_Your objective_:
Look below for the line containing "Issue #271, opened 2017-09-11" and the line containing "PR #293, opened 2018-04-14"; repeat exactly those two lines and all lines between them, and nothing else.

*****

PR #233, opened 2017-04-04
ln for linking and diff for diffing, ls shows sym links in yellow

eddo888:
Hi,

I've created a diff.py command to diff using libdiff,
an ln.py command to do links, and symlinks,
an updated ls.py command to show symlinks as yellow and for ls -la as -> target

Cheers Dave

### DIFF
--- a/bin/diff.py
+++ b/bin/diff.py
@@ -1,0 +1,79 @@
+#!/usr/bin/env python
+
+import sys, os, re, json, argparse, time, pytz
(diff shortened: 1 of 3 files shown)


bennr01:
This PR was merged in https://github.com/ywangd/stash/commit/077a9f026e128390988001c1a149d06fe2f64fc0, but it seems like this PR stayed open. I'll close it now.

PR #257, opened 2017-07-31
Package manager for StaSh (read description please)

Seanld:
Latte is a new package manager built for Latte. It may require updates in the future, so if you're going to accept this, make sure to be willing to accept more requests in the future.


Seanld:
@cclauss It isn't. This was a project I started working on back when I had a working iPad. But now I have a Samsung, and a Chromebook. I can't really fix and debug this, but if you'd like, you can.

Issue #271, opened 2017-09-11
pip update doesn't ignores -d from pip install


zrzka:
```bash
pip install blackmamba -d ~/Documents/site-packages-3
pip update blackmamba
```

If there's a new version available, `pip update` installs it, but the update is installed in `~/Documents/site-packages` folder, not `site-packages-3`. In other words, before removing package, pip should save installation directory and use it in consequent install call.

`pip update` checks for new version and if it's available, update is simple wrapper around `pip remove` and `pip install`.

PR #272, opened 2017-09-11
[pip] Honor package installation directory during update

zrzka:
See #271. This PR gets package location just before `remove` is called and if location was found, sets `SITE_PACKAGES_FOLDER` before issuing `install` to keep updated package in the same folder. `pip install -d ...` works in the same way (also modifies `SITE_PACKAGES_FOLDER`). If location wasn't found, default one is used.

Tested ...

* installed package without `-d` -> `site-packages` -> `update` -> still `site-packages`
* installed package with `-d ~/Documents/site-packages-3` -> `update` -> still `site-packages-3`
* installed another package without `-d` -> `site-packages`

### DIFF
--- a/bin/pip.py
+++ b/bin/pip.py
@@ -852,6 +852,7 @@ class PackageRepository(object):
                                 and self.config.get_dependencies(dependency) is not None:
                             print('Removing dependency: {}'.format(dependency))
                             self.remove(dependency)
+
         else:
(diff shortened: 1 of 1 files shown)


fschaeck:
Changes from this pull request have been added via commit 9f8cb39 since this pull request couldn't be merge due to conflicts. The targeted issue #271 has been closed as well.

PR #286, opened 2018-02-10
Honor ~/.gitconfig for git user name, email

zed:
Don't ask for user name, email on the first git commit if they are already specified in the global user config: `~/.gitconfig`.


jsbain:
This fix only worked if .gitconfig already existed.  #333 fixes that.

PR #293, opened 2018-04-14
Start testing on Python 3 in allow_failures mode

cclauss:
It is time to make sure that StaSH can make the transition to Python 3.
* Also add flake8 tests in the before_script.


cclauss:
Closed in favor of #295

PR #123, opened 2018-11-07
Pass etcd logs to logrus

stellarspot:
* add "log_level" field to etcd server config
* Implement capnslog to logrus formatter
* pass etcd logs to logrus

### DIFF
--- a/etcddb/etcddb_conf.go
+++ b/etcddb/etcddb_conf.go
@@ -1,7 +1,6 @@
 package etcddb
 
 import (
-	"fmt"
 	"strings"
 	"time"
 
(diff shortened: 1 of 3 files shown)


etcddb/etcddb_conf.go
```diff
@@ -84,5 +88,66 @@ func GetEtcdServerConf(vip *viper.Viper) (conf *EtcdServerConf, err error) {
...
+// with methods Format and Flush
+type capnslogToLogrusLogFormatter struct {
+}
+
+func (formatter *capnslogToLogrusLogFormatter) Format(pkg string, level capnslog.LogLevel,
+	depth int, entries ...interface{}) {
+
+	l := log.WithFields(log.Fields{
+		"pkg": pkg,
+		"msg": fmt.Sprint(entries...),
```
vsbogd: It seems more logical to format entries into the string and use as log message, for instance:
```go
msg := fmt.Sprintf(entries...)
...
l.Info(msg)
```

*****

_Completed task_:
Issue #271, opened 2017-09-11
pip update doesn't ignores -d from pip install


zrzka:
```bash
pip install blackmamba -d ~/Documents/site-packages-3
pip update blackmamba
```

If there's a new version available, `pip update` installs it, but the update is installed in `~/Documents/site-packages` folder, not `site-packages-3`. In other words, before removing package, pip should save installation directory and use it in consequent install call.

`pip update` checks for new version and if it's available, update is simple wrapper around `pip remove` and `pip install`.

PR #272, opened 2017-09-11
[pip] Honor package installation directory during update

zrzka:
See #271. This PR gets package location just before `remove` is called and if location was found, sets `SITE_PACKAGES_FOLDER` before issuing `install` to keep updated package in the same folder. `pip install -d ...` works in the same way (also modifies `SITE_PACKAGES_FOLDER`). If location wasn't found, default one is used.

Tested ...

* installed package without `-d` -> `site-packages` -> `update` -> still `site-packages`
* installed package with `-d ~/Documents/site-packages-3` -> `update` -> still `site-packages-3`
* installed another package without `-d` -> `site-packages`

### DIFF
--- a/bin/pip.py
+++ b/bin/pip.py
@@ -852,6 +852,7 @@ class PackageRepository(object):
                                 and self.config.get_dependencies(dependency) is not None:
                             print('Removing dependency: {}'.format(dependency))
                             self.remove(dependency)
+
         else:
(diff shortened: 1 of 1 files shown)


fschaeck:
Changes from this pull request have been added via commit 9f8cb39 since this pull request couldn't be merge due to conflicts. The targeted issue #271 has been closed as well.

PR #286, opened 2018-02-10
Honor ~/.gitconfig for git user name, email

zed:
Don't ask for user name, email on the first git commit if they are already specified in the global user config: `~/.gitconfig`.


jsbain:
This fix only worked if .gitconfig already existed.  #333 fixes that.

PR #293, opened 2018-04-14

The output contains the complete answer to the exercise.